PR #1474, opened 2024-11-15
Full width tables

samejr:
- All pages with tables now have edge-to-edge tables
- Table.tsx styles updated to match the design
- Routes with tables on have been restructured to allow tables to scroll when needed, rather than the pages themselves.
- Added new progress action bars to the bottom of some pages to indicate progress towards e.g. number of alerts used
- Every page now has a docs button
- Runs page now has a link to the test page
- Some style updates to modals

## Release Notes

- **New Features**
	- Enhanced feedback component with a cancel option for user interaction.
	- Improved pagination controls with updated button icons for better clarity.
	- New `minimal` variant added to the InfoPanel for streamlined presentation.
	- Documentation links added across various components for easier access to resources.
	- Added a new `Spline` component for improved error display visuals.

- **UI Improvements**
	- Updated button styles and layouts across multiple components for consistency.
	- Enhanced visual feedback in tables and forms, including hover effects and spacing adjustments.
	- Improved error handling and user feedback in forms related to environment variables and schedules.
	- Refined layout and structure in the API keys and deployment management pages for better organization.
	- Adjusted layouts for better responsiveness and clarity in the task runs and schedules sections.

- **Bug Fixes**
	- Resolved layout issues in various components to ensure better responsiveness and user experience.

PR #1478, opened 2024-11-17
feat: always show alerts tab and lock email alerts when keys are missing

ghostdevv:
When I was testing my self hosted installation, I noticed that the alerts tab was missing. It was still accessible if I manually changed the url, and the webhook alerts were fully functional. This PR removes the _feature flag_ `alertsEnabled` and makes the alerts page always visible. Similarly to the Slack alert, it'll now show a notice to the user if they don't have their resend configured for alerts.

image

It has the same behaviour as before for checking whether email alerts are enabled. It uses the two environment variables. I've never used Remix before so let me know if it's not safe to check those there. I think it is as I did see there is other server code in that file, and the remix docs say that loaders run on the server.

If there is interest, I could also update the self hosting docs with how to configure email alerts in a follow up pr?

## ✅ Checklist

## Summary by CodeRabbit

- **New Features**
	- The "Alerts" menu item is now always visible in the side menu, enhancing accessibility.
	- The alert creation page now provides immediate feedback on email alert availability with a new input field or warning message.

- **Bug Fixes**
	- Simplified the control flow related to alert settings by removing unnecessary conditions.

- **Documentation**
	- Updated return values and properties in relevant functions to reflect the removal of the `alertsEnabled` feature.

### DIFF
--- a/apps/webapp/app/components/navigation/SideMenu.tsx
+++ b/apps/webapp/app/components/navigation/SideMenu.tsx
@@ -631,8 +631,6 @@ function V3ProjectSideMenu({
   project: SideMenuProject;
   organization: MatchedOrganization;
 }) {
-  const { alertsEnabled } = useFeatures();
-
   return (
     <>
       <SideMenuHeader title={"Project"} />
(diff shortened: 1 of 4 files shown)


ghostdevv:
I was worried there might be conflicts with #1474, but it looks like we're changing very different parts of the same file. So we should be ok!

* * * *

To do: Reproduce the material in full, with no word added or dropped.

Your solution:
PR #1474, opened 2024-11-15
Full width tables

samejr:
- All pages with tables now have edge-to-edge tables
- Table.tsx styles updated to match the design
- Routes with tables on have been restructured to allow tables to scroll when needed, rather than the pages themselves.
- Added new progress action bars to the bottom of some pages to indicate progress towards e.g. number of alerts used
- Every page now has a docs button
- Runs page now has a link to the test page
- Some style updates to modals

## Release Notes

- **New Features**
	- Enhanced feedback component with a cancel option for user interaction.
	- Improved pagination controls with updated button icons for better clarity.
	- New `minimal` variant added to the InfoPanel for streamlined presentation.
	- Documentation links added across various components for easier access to resources.
	- Added a new `Spline` component for improved error display visuals.

- **UI Improvements**
	- Updated button styles and layouts across multiple components for consistency.
	- Enhanced visual feedback in tables and forms, including hover effects and spacing adjustments.
	- Improved error handling and user feedback in forms related to environment variables and schedules.
	- Refined layout and structure in the API keys and deployment management pages for better organization.
	- Adjusted layouts for better responsiveness and clarity in the task runs and schedules sections.

- **Bug Fixes**
	- Resolved layout issues in various components to ensure better responsiveness and user experience.

PR #1478, opened 2024-11-17
feat: always show alerts tab and lock email alerts when keys are missing

ghostdevv:
When I was testing my self hosted installation, I noticed that the alerts tab was missing. It was still accessible if I manually changed the url, and the webhook alerts were fully functional. This PR removes the _feature flag_ `alertsEnabled` and makes the alerts page always visible. Similarly to the Slack alert, it'll now show a notice to the user if they don't have their resend configured for alerts.

image

It has the same behaviour as before for checking whether email alerts are enabled. It uses the two environment variables. I've never used Remix before so let me know if it's not safe to check those there. I think it is as I did see there is other server code in that file, and the remix docs say that loaders run on the server.

If there is interest, I could also update the self hosting docs with how to configure email alerts in a follow up pr?

## ✅ Checklist

## Summary by CodeRabbit

- **New Features**
	- The "Alerts" menu item is now always visible in the side menu, enhancing accessibility.
	- The alert creation page now provides immediate feedback on email alert availability with a new input field or warning message.

- **Bug Fixes**
	- Simplified the control flow related to alert settings by removing unnecessary conditions.

- **Documentation**
	- Updated return values and properties in relevant functions to reflect the removal of the `alertsEnabled` feature.

### DIFF
--- a/apps/webapp/app/components/navigation/SideMenu.tsx
+++ b/apps/webapp/app/components/navigation/SideMenu.tsx
@@ -631,8 +631,6 @@ function V3ProjectSideMenu({
   project: SideMenuProject;
   organization: MatchedOrganization;
 }) {
-  const { alertsEnabled } = useFeatures();
-
   return (
     <>
       <SideMenuHeader title={"Project"} />
(diff shortened: 1 of 4 files shown)


ghostdevv:
I was worried there might be conflicts with #1474, but it looks like we're changing very different parts of the same file. So we should be ok!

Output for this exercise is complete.